-- WORK INSTRUCTION --
The lines to repeat are those below from the one containing "required, just fyi" down to the one containing "of the slash", both included; reproduce them exactly and nothing else.

________

PR #313, opened 2022-10-21
change to utils

asalzmann:
Test the admin change github action

changing utils
Screen Shot 2022-10-21 at 8 38 27 AM
.go only, the check passes

the check fails once we change admins.go
Screen Shot 2022-10-21 at 8 42 00 AM


asalzmann:
@sampocs no action required, just fyi

PR #330, opened 2022-11-07
Dockernet Slash Test Configuration

sampocs:
Closes: #XXX

We often need to test out functionality related to slashing (e.g. updating validator weights after a slash). This PR adds configuration settings to dockernet to harshen parameters related to slashing, enabling a quicker dev cycle.

## Brief Changelog
* Adds a boolean variable to `vars.sh` called `HARSHEN_SLASHING`, which, if enabled to true:
  * Reduces the number of missed blocks before a slash
  * Reduces the jail duration
  * Increases the magnitude of the slash
* **Question for reviewer**: Would it make more sense to just always use these settings (rather than making them configurable)? There's probably irrelevant normally since dockernet validators don't miss blocks unless you pause the process

## Author's Checklist

I have...

## Reviewers Checklist

I have...

      - [ ] not applicable
      - [ ] jira ticket `XXX` 
      - [ ] README.md 
      - [x] not documented


scripts/vars.sh
```diff
@@ -65,6 +65,7 @@ HOST_WEEK_EPOCH_DURATION="60s"
 UNBONDING_TIME="120s"
 MAX_DEPOSIT_PERIOD="30s"
 VOTING_PERIOD="30s"
+HARSHEN_SLASHING=false
```
asalzmann, line 68: can you add a slightly longer comment describing what this does?

asalzmann (approved):

scripts/init_chain.sh
```diff
@@ -56,6 +56,14 @@ set_host_genesis() {
     jq "del(.app_state.interchain_accounts)" $genesis_config > json.tmp && mv json.tmp $genesis_config
     interchain_accts=$(cat $SCRIPT_DIR/config/ica.json)
     jq ".app_state += $interchain_accts" $genesis_config > json.tmp && mv json.tmp $genesis_config
+
+    # Optionally harshen slashing parameters
+    if [[ "$HARSHEN_SLASHING" == "true" ]]; then
+        sed -i -E 's|"signed_blocks_window": "100"|"signed_blocks_window": "10"|g' $genesis_config
+        sed -i -E 's|"min_signed_per_window": ""0.500000000000000000"|"min_signed_per_window": ""1.000000000000000000"|g' $genesis_config
```
vish-stride, line 63: 1 seems a bit too harsh (will we get any accidental slashes + jailing if a container gets too slow?), should we do 0.85 instead? Requires them to be down for 2 blocks which is still quite fast!

scripts/vars.sh
sampocs: I can - although, do you think we should just enable these by default? I think you have to manually kill containers for any of these configurations to matter

vish-stride (approved):
LGTM! Although I think we can slightly lessen the harshness, and agreed with Aidan that a comment would be helpful

scripts/init_chain.sh
sampocs: Good point, I can make it a little more conservative! I also just realized our blocks are 1s. 

However, I do think we should either keep it strict and keep it optional, or relax it a tad and enable these by default. I'm not really sure how often slow containers cause missed blocks. 

Maybe we leave the min_signed_per_window at 0.5 and do signed_blocks_window as either 10 or 20?
Then I think they have to miss 5 or 10 blocks which is probably both unlikely to occur by accident and fast enough when it occurs intentionall?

________

-- RESPONSE TO THIS EXERCISE --
@sampocs no action required, just fyi

PR #330, opened 2022-11-07
Dockernet Slash Test Configuration

sampocs:
Closes: #XXX

We often need to test out functionality related to slashing (e.g. updating validator weights after a slash). This PR adds configuration settings to dockernet to harshen parameters related to slashing, enabling a quicker dev cycle.

## Brief Changelog
* Adds a boolean variable to `vars.sh` called `HARSHEN_SLASHING`, which, if enabled to true:
  * Reduces the number of missed blocks before a slash
  * Reduces the jail duration
  * Increases the magnitude of the slash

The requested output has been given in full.